Fiona told her sisters about the encounter with the slimes. This was her excuse for coming to Port Cullis. They deserved to know, she had thought. Though in fact she had come here because she didn’t know where else to go. Lost without any clues or direction, her instincts had brought her home. It made her feel like a child when she thought of it that way, though, so she had decided to focus on talking to her sisters, even though this meant focusing on something that made her feel guilty.

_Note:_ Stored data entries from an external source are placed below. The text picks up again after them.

PR #2302, opened 2026-02-05
feat: clean drive subgraphs

gpuente:
## Description:

- added subgraphs auto generated for document drive (using new reactor)
- removed old drive subgraphs
- fixed some bugs related to subgraphs
- added GET REST endpoint for drives
- updated connect to work with the new drive endpoint


apps/connect/src/store/reactor.ts
```diff
@@ -137,16 +137,20 @@ export async function createReactor() {
...
-      {
-        type: "gql",
-        parameters: { url: remoteUrl },
-      },
-    );
+    try {
+      const response = await fetch(remoteUrl);
+      if (response.ok) {
+        const driveInfo = (await response.json()) as { id: string };
+        const { graphqlEndpoint } = parseDriveUrl(remoteUrl);
```
acaldas: `graphqlEndpoint` should be returned from the `/d/driveId` endpoint

apps/connect/src/utils/reactor.ts
```diff
@@ -96,12 +96,16 @@ export async function addDefaultDrivesForNewReactor(
...
+      const remoteName = `default-drive-${driveInfo.id}`;
       if (existingRemoteNames.has(remoteName)) {
-        // Remote already exists, skip adding it
         continue;
       }
-      await sync.add(remoteName, driveCollectionId("main", config.driveId), {
+
+      await sync.add(remoteName, driveCollectionId("main", driveInfo.id), {
         type: "gql",
         parameters: { url: config.graphqlEndpoint },
```
acaldas: If the `graphqlEndpoint` is returned from the endpoint then it no longer needs to be part of the config

packages/reactor-api/src/utils/create-schema.ts
```diff
@@ -14,6 +14,17 @@ import { GraphQLJSONObject } from "graphql-type-json";
 
 const logger = childLogger(["reactor-api", "create-schema"]);
 
+/**
+ * Operations whose input schemas reference output/union types in input position,
+ * which is invalid GraphQL. These operations are excluded from schema generation.
+ * - ADD_LISTENER: `input AddListenerInput { listener: Listener! }` — Listener is an output type
+ * - ADD_TRIGGER: `input AddTriggerInput { trigger: Trigger! }` — Trigger is a union type
+ */
+export const OPERATIONS_WITH_INVALID_INPUT_SCHEMAS = new Set([
```
acaldas: Let's update the graphql schema to fix this instead

packages/reactor-browser/src/actions/drive.ts
```diff
@@ -44,6 +44,7 @@ export async function addDrive(input: DriveInput, preferredEditor?: string) {
 export async function addRemoteDrive(
```
acaldas, line 44: Let's reuse this method in Connect to avoid code duplication

acaldas (changes requested):

apps/connect/src/store/reactor.ts
gpuente: fix here: [7fcc6f4](https://github.com/powerhouse-inc/powerhouse/pull/2302/commits/7fcc6f48dcf4f0e6842760e95150996d2d0c29b4)

apps/connect/src/utils/reactor.ts
gpuente: fix here: [7fcc6f4](https://github.com/powerhouse-inc/powerhouse/pull/2302/commits/7fcc6f48dcf4f0e6842760e95150996d2d0c29b4)

packages/reactor-api/src/utils/create-schema.ts
gpuente: fix here: [1fa1f65](https://github.com/powerhouse-inc/powerhouse/pull/2302/commits/1fa1f6500b5d98f6c5491e6369cc7ee4ba30e799)

packages/reactor-browser/src/actions/drive.ts
gpuente: fix here:

[9f09092](https://github.com/powerhouse-inc/powerhouse/pull/2302/commits/9f09092bc96d99454bd2a9943b2435d9d33175fd)

gpuente:
I also added an additional commit ([db9cfb9](https://github.com/powerhouse-inc/powerhouse/pull/2302/commits/db9cfb9b82c8f501a4cd30bcef16440793877404)) to fix an issue with the `Action` type in GraphQL.

The schema defines `input: JSONObject!`, but `JSONObject` only accepts objects, not primitives. As a result, actions like `SET_NAME` (string input) and `UNDO` / `REDO` (number inputs) could not be properly serialized through GraphQL, causing sync failures between reactors.

Updated action inputs to use object wrappers instead of primitives:

| Action     | Before            | After                       |
|------------|-------------------|-----------------------------|
| `SET_NAME` | `input: "my-doc"` | `input: { name: "my-doc" }` |
| `UNDO`     | `input: 1`        | `input: { count: 1 }`       |
| `REDO`     | `input: 1`        | `input: { count: 1 }`       |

When she had finished her story, Alice stared at her with hopeful eyes that gave her yet another stab of guilt. “You mean you can do it? You can change your shape like before?”
“I haven’t experimented too much, but…” Fiona stretched her arm above her and her sisters gasped as it continued to stretch much further than it should. She plucked a leaf high above their heads, then retracted her arm until it returned to its normal size.
“That’s amazing,” said Abigail. “I can’t believe you got your shapeshifting back.”
Fiona felt her chest tighten. “But you know what that means, right? I messed up your lives just so I could be a girl.”
Abigail stuck out her tongue and blew a raspberry. “You protected yourself. And so did we. Obviously none of us wanted to lose our powers, but it’s not going to do you any good to blame yourself when you only did it to keep Dad from forcing you to be someone you don’t want to be.”
There was something about Abigail’s cheerful, matter-of-fact personality that comforted those around her. She was like Andra, in a way. Always direct, straightforward and confident. When she said that Fiona had done nothing wrong, Fiona was actually inclined to believe her. Perhaps this was the same charisma that had made it easy for Abigail to convince her classmates that a boy turning into a girl was a perfectly ordinary thing that nobody would ever consider bullying someone over.
For her part, Alice responded by quietly hugging Fiona, burying her face in the larger woman’s chest. “Maybe we can shapeshift again, too, if we try hard enough,” she said, her voice muffled.
“Maybe,” said Abigail. “Assuming it wasn’t the slimes that brought it back.”
“Either way, I’m happy for you,” Alice continued. “We need to tell Melanie, too, and our newest sibling when they’re old enough.”
“And Lilian, if she ever comes back,” Fiona added.
“Knowing her, she already figured it out,” Abigail said. “But we keep it hidden from Dad. Nothing good can come from him knowing.”
The others nodded their agreement.
With that concluded, Fiona felt herself begin to relax. Tension she hadn’t been aware of seemed to leave her and she found herself finally enjoying seeing one of her favorite childhood places again.
When they finished their walk, the three returned home and Alice made dinner while Fiona and Abigail relaxed on the couch and chatted. There was little room for anything more than the couch and coffee table, but the sisters had somehow found a way to cram in a bookshelf full of knick-knacks. Fiona wondered how the three of them had all managed to live together in such a small space.
However, sitting here with the sounds of Alice putting together what would doubtless be a wonderful meal and the sight of Abigail’s ears twitching as she excitedly talked about the war’s progress, Fiona felt a comfort that she realized she hadn’t felt in a long time. She belonged with her sisters and they belonged with her. There was no question hanging in the air of when she would leave. There was no fear that she would accidentally offend them because she hadn’t picked up on some unspoken rule. Daisy and Thistle were kind people, but there would always be a tension around them that was absent when Fiona was with Alice and Abigail.
“Anyway, as good as all that news is, I don’t really see why it matters,” Abigail said. “If the only fight that matters is the one between the heroes and the Demon King, I don’t really see what the point of all these other battles is.”
“They’re part of the prophecy, too,” Alice explained from the kitchen. “They need to happen, it’s just that the fight with the Demon King is the deciding factor.”
“But why?” Abigail asked. “If that’s what’s going to decide the fate of the world, why don’t we skip everything else?”
Alice sighed. “You just don’t understand how prophecies work. We have this conversation practically every week.”
“Anyway, I’m kind of surprised you aren’t one of the four heroes, Fiona,” Abigail continued. “After all, you’re a homunculus, you have an enchanted weapon…”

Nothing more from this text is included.